When Sutton wouldn't quit, Schoenbeck and other legislative leaders proceeded against him. Among the people with whom Schoenbeck conferred was Jeremiah Murphy, the longest serving lobbyist at the Legislature, and throughout the course of his decades at the Capitol, perhaps the most powerful.
Murphy handles sexual-abuse legal cases for the Sioux Falls Catholic diocese. McMahon, while not a partner officially, shares the same office suite and administrative staff with Murphy. That allows them to refer cases to one another when there is a possible conflict.
Schoenbeck said he wrote the letter to Sutton because suddenly felt pressured politically by Wiese because of a sex scandal unfolding in Congress.
But Schoenbeck, who made no secret of his ambition to run for governor in 2010, was on the rocks politically in October, as Republicans faced the increasing possibility of losing their majority in the state Senate.
Schoenbeck and other antiabortion conservatives had engineered a purge in the June primaries of Republican senators who voted against the 2006 abortion ban.
The strategy ousted Republican incumbents such as Duane Sutton of Aberdeen, Stan Adelstein of Rapid City and Clarence Kooistra of Garretson. The effort also defeated other Republican primary candidates who were not strongly against legalized abortion.
The lack of incumbents helped Democrats pick up five seats in November, including Turbak's victory over Schoenbeck's candidate to succeed him, Dennis Arnold of Watertown.
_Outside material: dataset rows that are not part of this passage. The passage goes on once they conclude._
PR #1461, opened 2021-03-13
Split to more focused utility libraries

natebosch:
Move some utility functions out of `test_api/src/utils.dart` into more
focused libraries. Where possible move utilities into `test_core` or
`test` if they are not used `test_api`.

Make two copies of the `indent` utility since the usages in `test_api`
and `test_core` have non-overlapping sets of arguments used and it's
simpler to implement each case individually. Refactor some calls to
`prefixLines` into calls to `indent`.

Make a private copy of `unawaited` in the one library that needs it in
`test_api`. Add a copy in `test_core` for the remaining uses. Use
`pedantic` in tests since it is available as a dev dependency.


grouma (approved):
This might be internally breaking but should be fairly easy to roll nonetheless. This may impact Flutter as well when they decide to up their pinned version;.

natebosch:
> This may impact Flutter as well when they decide to up their pinned version

I don't think they import any of our `util` libraries.

> This might be internally breaking but should be fairly easy to roll nonetheless.

Yeah, that's part of the reason I'm doing this before https://github.com/dart-lang/test/pull/1460 is to deal with moving around sources in a few small steps that we can check for breakage as we go.

PR #1462, opened 2021-03-13
Separate out utilities from io required libraries

natebosch:
Move out utilities which are imported from files which need to avoid
imports to `dart:io` or `dart:isolate`.

### DIFF
--- a/pkgs/test_core/lib/src/util/os.dart
+++ b/pkgs/test_core/lib/src/util/os.dart
@@ -1,0 +1,30 @@
+// Copyright (c) 2021, the Dart project authors.  Please see the AUTHORS file
+// for details. All rights reserved. Use of this source code is governed by a
+// BSD-style license that can be found in the LICENSE file.
+
+import 'package:path/path.dart' as p;
+import 'package:test_api/src/backend/operating_system.dart'; // ignore: implementation_imports
+
+/// Directories that are specific to OS X.
+///
+/// This is used to try to distinguish OS X and Linux in [currentOSGuess].
+final _macOSDirectories = {
+  '/Applications',
+  '/Library',
+  '/Network',
+  '/System',
+  '/Users',
+};
+
+/// Returns the best guess for the current operating system without using
+/// `dart:io`.
+///
+/// This is useful for running test files directly and skipping tests as
+/// appropriate. The only OS-specific information we have is the current path,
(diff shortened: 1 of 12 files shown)


natebosch:
I should have listened to the warning from @grouma 

Also, we should really think about how we can get the platform import restrictions tested here... I'm almost surprised that just running web tests didn't catch this, and maybe all that is needed is adding more web tests.

pkgs/test_core/lib/src/util/os.dart
```diff
@@ -0,0 +1,30 @@
...
+// for details. All rights reserved. Use of this source code is governed by a
+// BSD-style license that can be found in the LICENSE file.
+
+import 'package:path/path.dart' as p;
+import 'package:test_api/src/backend/operating_system.dart'; // ignore: implementation_imports
+
+/// Directories that are specific to OS X.
+///
+/// This is used to try to distinguish OS X and Linux in [currentOSGuess].
+final _macOSDirectories = {
```
kevmoo, line 11: could be const?

kevmoo (approved):

pkgs/test_core/lib/src/util/os.dart
natebosch: I wondered the same thing but I didn't look too closely at it. I don't know that we can say a priori that `const` would be an optimization, if it might not be read in some runs.

In any case I'm going to intentionally avoid implementation changes with these PRs shuffling code around.

kevmoo: For me it's more about making sure collections like this aren't accidentally mutated. I get your point, though.

grouma:
> should have listened to the warning from @grouma
> 
> Also, we should really think about how we can get the platform import restrictions tested here... I'm almost surprised that just running web tests didn't catch this, and maybe all that is needed is adding more web tests.

What broke? I assume our internal tests? I think it's more of a reflection of how we do internal modular builds which means each `dart_library`, and its sources, must be properly configured for  the various platforms. Building externally we have the luxury of walking the dependency tree and ignoring unrelated files.

natebosch:
> What broke?

We ended up with imports to `dart:io` or `dart:isolate` in places they shouldn't be allowed, so we catch it in bazel with the stricter platform stuff.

Republicans went from 25 to 20 senators, while Democrats rose from 10 to 15. The change in proportion meant Democrats also earned at least one more slot on the Sutton hearing committee.
The committee voted 6-3 a week ago to recommend the Senate censure Sutton rather than expel him. The six were four Democrats: Heidepriem, Turbak, Sen. Gary Hanson of Sisseton and Sen. Ben Nesselhuf of Vermillion.
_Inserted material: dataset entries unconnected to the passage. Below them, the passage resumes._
PR #1470, opened 2021-03-20
Disable stack trace chains by default - for real

natebosch:
Changing the default in the arg parser did not change the runner
behavior, and the test that changed was a false positive for the
behavior difference.

Change the default for `chainStackTraces` in the `Metadata` class which
is the real owner of the defaults. Enable stack trace chaining by
default when using `--verbose-trace`, otherwise default to off.

Remove the extra failure output about enabling stack trace chaining for
load "test" failures since they often have no stack trace.

The output is still very verbose - this commit does not reduce the
output to only once at the end of the tests, but that is something we
should consider doing.

Enable stack trace chaining in some tests where the output is checked in
the test.

### DIFF
--- a/pkgs/test/CHANGELOG.md
+++ b/pkgs/test/CHANGELOG.md
@@ -1,10 +1,13 @@
-## 1.16.9-dev
+## 1.16.9
+
+* Disable stack trace chaining by default. It can be re-enabled by explicitly
+  passing the `--chain-stack-traces` flag.
 
 ## 1.16.8
 
 * Fix an issue where coverage collection could hang on Chrome. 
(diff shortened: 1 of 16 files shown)


kevmoo:
🤦

kevmoo (approved):

jakemac53 (approved):

mao0613:
Is this feature available now ?

natebosch:
> Is this feature available now ?

Not quite yet. I am working on getting changes landed internally which is a blocker for publishing. Once things have landed and settled I will publish and this will be available.

PR #1471, opened 2021-03-20
Fix example for null safety

kaladron:
The Dart compiler can't detect that the variable is set in setUp before
it's used.  Mark them late to let the compiler know that they'll be set.


jakemac53 (approved):

jakemac53:
thanks!

PR #1479, opened 2021-03-25
Make the `message` argument a Map

### LINKED ISSUE #1478: Change the `message` argument to `PlatformPlugin.load` to a `Map<String, Object?>`
We always cast this to `Map` (and have since the code was introduced) so the argument type `Object` is not adding any power.

https://github.com/dart-lang/test/blob/f5117fc54c7861d9720595e3bbec638f150795b7/pkgs/test_core/lib/src/runner/plugin/platform_helpers.dart#L46-L62

natebosch:
Towards #1478

The argument to `PlatformPlugin.load` is always a `Map`. The intent is
always to pass it to `deserializeSuite`, where it is unconditionally
cast to `Map`. The loose `Object` argument type does not add any
capabilities.

Changing `PlatformPlugin.load` argument type is not likely to be
breaking since it is not intended for use from outside callers. Changing
the `deserializeSuite` argument is breaking for platform
implementations. Change `PlatformPlugin.load` now so implementations
can adjust before the change to `deserializeSuite`.

### DIFF
--- a/pkgs/test/lib/src/runner/browser/browser_manager.dart
+++ b/pkgs/test/lib/src/runner/browser/browser_manager.dart
@@ -202,8 +202,8 @@ class BrowserManager {
   ///
   /// If [mapper] is passed, it's used to map stack traces for errors coming
   /// from this test suite.
-  Future<RunnerSuite> load(
-      String path, Uri url, SuiteConfiguration suiteConfig, Object message,
+  Future<RunnerSuite> load(String path, Uri url, SuiteConfiguration suiteConfig,
+      Map<String, Object?> message,
       {StackTraceMapper? mapper}) async {
     url = url.replace(
         fragment: Uri.encodeFull(jsonEncode({
--- a/pkgs/test/lib/src/runner/browser/platform.dart
+++ b/pkgs/test/lib/src/runner/browser/platform.dart
@@ -208,7 +208,7 @@ class BrowserPlatform extends PlatformPlugin
   /// Throws an [ArgumentError] if `platform.platform` isn't a browser.
   @override
   Future<RunnerSuite?> load(String path, SuitePlatform platform,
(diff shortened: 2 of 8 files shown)


jakemac53 (approved):

natebosch:
This might be mostly breaking for folks using `implicit-casts: false`. If you allow implicit casts, the `Object message` generally is going to flow through OK. I'll check out a sync and see what comes up.

kevmoo:
So cool, @natebosch !

natebosch:
This will trigger some changes in flutter repositories as we do package rolls. The changes are only required for code analyzed without implicit casts but should be done either way.

The fix is to change the type of the `message` argument to `Map<String, Object?>` (or likely omit the `?` since I don't think these locations are migrated).

https://github.com/flutter/engine/blob/e53a01edb8561f0acc7fa8c8b8c7e4a3bb6fd4a7/lib/web_ui/dev/test_platform.dart#L259
https://github.com/flutter/engine/blob/e53a01edb8561f0acc7fa8c8b8c7e4a3bb6fd4a7/lib/web_ui/dev/test_platform.dart#L626
https://github.com/flutter/flutter/blob/bc2c7954db140cf06bfb478e60ba40b8e6a15098/packages/flutter_tools/lib/src/test/flutter_web_platform.dart#L387
https://github.com/flutter/flutter/blob/bc2c7954db140cf06bfb478e60ba40b8e6a15098/packages/flutter_tools/lib/src/test/flutter_platform.dart#L271

@jonahwilliams for a heads up.

I think to reduce risk here it might be worth taking this a bit slower. I'll first change the argument to `PlatformPlugin.load`. Once that rolls through and we update the implementations, the next change to the argument type for `deserializeSuite` will be easy because it won't require further code change.

@jakemac53 WDYT?

jakemac53:
SGTM

PR #1481, opened 2021-03-26
Inline some zone interactions to a single function

natebosch:
Combine the behavior of `Invoker.unclosable`, and `errorsDontStopTest`
into a single method since they were previously used in two places to
wrap the same intent.

Add a `runTearDowns` method on `Invoker`. Use it from `Declarer` where
it is running `tearDownAll` callbacks, and from `Invoker` where it is
running a test's `tearDown` callbacks. This is the only place (outside of
tests internal to this repo) that the `waitForOutstandignCallbacks` zone
will be nested and the only place where an `Invoker` is not closable. The
implementation is intended to provide the following properties:

- The outer "test", which may be either a `test` or a `tearDownAll`,
  will not be considered complete until all outstanding callbacks from
  all tear down callbacks are also complete. This is the reason for a
  call to `addOutstandingCallback` in `runTearDowns` which doesn't get
  removed until all outstanding callbacks from the tear down are also
  complete.
- Tear downs do not need to wait for all outstanding callbacks from
  previous tear downs before they can start. They do wait for the
  `Future` returned from prior tear downs. This is the reason that the
  loop waits for the `Completer` which is completed following the tear
  down callback, and the remainder of the `waitForOutstandingCallbacks`
  work is `unawaited`.
- If an error is thrown within a tear down callback, only that tear
  down's outstanding callbacks will be ignored - other tear down
  callbacks will continue to hold the test open as normal and the test
  will not be considered complete the way it would be if the error had come
  from the test body. This is the reason for the zone nesting, an error
  will make it seem as though outstanding callbacks completed in only
  the zone where the error is raised.
- Give a verbose name and a longer doc comment to the `closable`
  fields. Documents clearly the single intended purpose it has today, and
  should prevent it from being accidentally given an extra purpose without
  updating the doc.
- Remove the future that never completes part. As far as I can tell, it
  isn't an exercised code path today, and if a usage somehow cropped up
  it's very unlikely that a non-completing future would be the right
  behavior.

Make `waitForOutstandingCallbacks` private and rewrite the tests to call
`runTearDowns`.


natebosch:
This does not change the actual number of zones or their nesting - it only moves some of the complex interactions to a single place so that they are hopefully easier to understand, and so it's clear that there aren't other use cases or callers.

pkgs/test_api/test/backend/invoker_test.dart
```diff
@@ -449,49 +449,67 @@ void main() {
...
-      var innerFunctionCompleted = false;
-      await Invoker.current!.waitForOutstandingCallbacks(() {
-        Invoker.current!.waitForOutstandingCallbacks(() async {
-          await pumpEventQueue();
-          innerFunctionCompleted = true;
-        });
-      });
-
-      expect(innerFunctionCompleted, isFalse);
+    test('allows next tear down to run while there are still prior callbacks',
```
grouma, line 486: I don't follow how this is possible. It looks like we don't complete until the teardown future completes in `invoker.dart` line `236`. Care to explain?

natebosch: This test corresponds to this bullet point from the commit message:

> * Tear downs do not need to wait for all outstanding callbacks from
>   previous tear downs before they can start. They do wait for the
>   `Future` returned from prior tear downs. This is the reason that the
>   loop waits for the `Completer` which is completed following the tear
>   down callback, and the remainder of the `waitForOutstandingCallbacks`
>   work is `unawaited`.

To elaborate - the `unawaited` is ignoring the work done by `_waitForOutstandingCallbacks`, whereas the `Completer` is capturing the work encompassed by the future that is returned by the callback. So if you `await` stuff in your `tearDown` callback and you are returning a future, that does cause the other teardowns to wait. However if you `expect(someOtherFuture, completes)` then that `someOtherFuture` is an outstanding callback so the overall test still wants it to complete before it can be considered done, but other teardowns can get started.

jakemac53 (approved):

PR #1482, opened 2021-03-28
Fix detecting argument count of async function

renggli:


jakemac53:
These should also be `Never` and not `Null` now. Note that this is only a deprecated code path that uses these type checks, but I will push something up to migrate them to `Never`.

natebosch (approved):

The two Republicans were Abdallah and Sen. Ed Olson of Mitchell, who led the push for the Sutton investigation in his role as the Executive Board chairman.
The full Senate voted against expulsion 20-14. The 20 were all 14 present Democrats (Sutton left the floor during the voting) and six Re
It's impossible to predict what might have happened in the Sutton matter if the Republican abortion purge hadn't taken place last June, and if Heidepriem and Sandy Jerstad of Sioux Falls hadn't taken out two more Republican incumbents in the Nov. 7 elections.
But it's clear the dynamics would have been different and Sutton would have faced a politically more hostile Senate.
Sutton's temporary resignation after the election avoided the hearing set for the Nov. 28 special session, when the Senate membership was still 25 Republicans and 10 Democrats. Expulsion required 24 votes.
The connections and motivations are many in the Sutton matter. We likely can never know how all the pieces came together. But what's now obvious is none of this was as simple as it first sounded.
McMahon handled a sketchy set of sometimes-conflicting evidence and witnesses professionally and skillfully, and perhaps as best someone could. The Senate hearing, if nothing else, showed why a criminal charge wasn't brought against the senator by the attorney general.
Questions will always remain, especially the most important one of all: What really happened in that motel room where Dennis Wiese let his son stay with their former family friend and political rival?
Nothing? Accidental touching? An unwanted sexual advance? The devious start of political blackmail?
The answer probably will take a death-bed confession. Until then, South Dakota can only speculate about who lied.